→ **TRY IT**: Lines from the beginning of the data below through the one containing "## Change (two files, one concern)" are to be printed exactly as they appear.
○ ○ ○ ○ ○ ○ ○
PR #1587, opened 2026-07-24
telos: make TelosFreshness and InterviewScan split-file aware

asdf8675309:
## What
LifeOS supports a split-file TELOS: TELOS.md is a thin index, and each section lives in its own ALLCAPS file (MISSION.md, GOALS.md, ...). GenerateTelosSummary already reads those, but TelosFreshness and InterviewScan only ever looked at TELOS.md's H2 headings. So on a split-file setup, freshness misses every section and the interview report scores them as "does not exist."

## Change (two files, one concern)
- TelosFreshness.ts: adds SPLIT_FILE_BY_SLUG (the inverse of GenerateTelosSummary's LEGACY_FILE_TO_SECTION) and an exported splitFilePathForSlug(). readTelosFreshness now surfaces each split file as its own section, and the freshness bump writes the split file. One shared extractPreview() helper feeds both the H2 scan and the split scan.
- InterviewScan.ts: extractSectionBody reads the split file's body as the real source. It imports from TelosFreshness, which is why this is one PR.

When a section shows up as both a TELOS.md H2 and a split file, the split file wins — same as GenerateTelosSummary, and same as what TELOS.md itself says. In a normal thin-index setup nothing lives in both, so this only settles the odd overlap case.

## Why it's safe
For a plain unified TELOS.md there's no split file, so none of this runs and nothing changes. The split path only kicks in when the sibling file exists. A populated split file wins; an empty one falls back to the H2, so a half-made file can't hide real content. Nothing gets counted twice. The only write is the existing freshness bump, now pointed at the right file.

## Verification
Tested on macOS, Bun 1.3.14, against a real split-file TELOS (thin index plus 21 ALLCAPS files).

| TELOS shape | TelosFreshness sections | InterviewScan on Mission | |-------------|-------------------------|--------------------------| | unified (H2 per section) | all H2 sections (unchanged) | reads H2 body (unchanged) | | split, BEFORE this change | 3 (only the index H2s) | 0% "section does not exist" | | split, AFTER this change | 24 (3 H2 + 21 split, real per-file freshness) | 100% (reads MISSION.md body) | | split, sibling genuinely absent | not surfaced | 0% "section does not exist" (correct) |

## Known follow-up
SPLIT_FILE_BY_SLUG and LEGACY_FILE_TO_SECTION are the same mapping in two directions, kept by hand in two different tools — add a TELOS concept and you have to update both. A single shared map would kill the drift risk. Left it out here to keep this to one concern.

## Scope
TelosFreshness.ts + InterviewScan.ts. No new dependency. Unified-TELOS users see no change.

### DIFF
--- a/LifeOS/install/LIFEOS/TOOLS/InterviewScan.ts
+++ b/LifeOS/install/LIFEOS/TOOLS/InterviewScan.ts
@@ -25,7 +25,7 @@ for (const __k of ["LIFEOS_DIR", "LIFEOS_CONFIG_DIR", "PROJECTS_DIR"]) {
 
 import { readFileSync, existsSync } from "fs";
 import { join } from "path";
-import { readTelosFreshness, sectionSlug, type SectionFreshness } from "./TelosFreshness";
+import { readTelosFreshness, sectionSlug, splitFilePathForSlug, parseFrontmatter, type SectionFreshness } from "./TelosFreshness";
 
 // Normalize env path vars that Claude Code injects without shell expansion (LifeOS#1404)
 for (const k of ["LIFEOS_DIR", "LIFEOS_CONFIG_DIR", "PROJECTS_DIR"]) {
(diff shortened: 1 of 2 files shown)


danielmiessler:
○ ○ ○ ○ ○ ○ ○
→ **TASK ANSWER**:
PR #1587, opened 2026-07-24
telos: make TelosFreshness and InterviewScan split-file aware

asdf8675309:
## What
LifeOS supports a split-file TELOS: TELOS.md is a thin index, and each section lives in its own ALLCAPS file (MISSION.md, GOALS.md, ...). GenerateTelosSummary already reads those, but TelosFreshness and InterviewScan only ever looked at TELOS.md's H2 headings. So on a split-file setup, freshness misses every section and the interview report scores them as "does not exist."

## Change (two files, one concern)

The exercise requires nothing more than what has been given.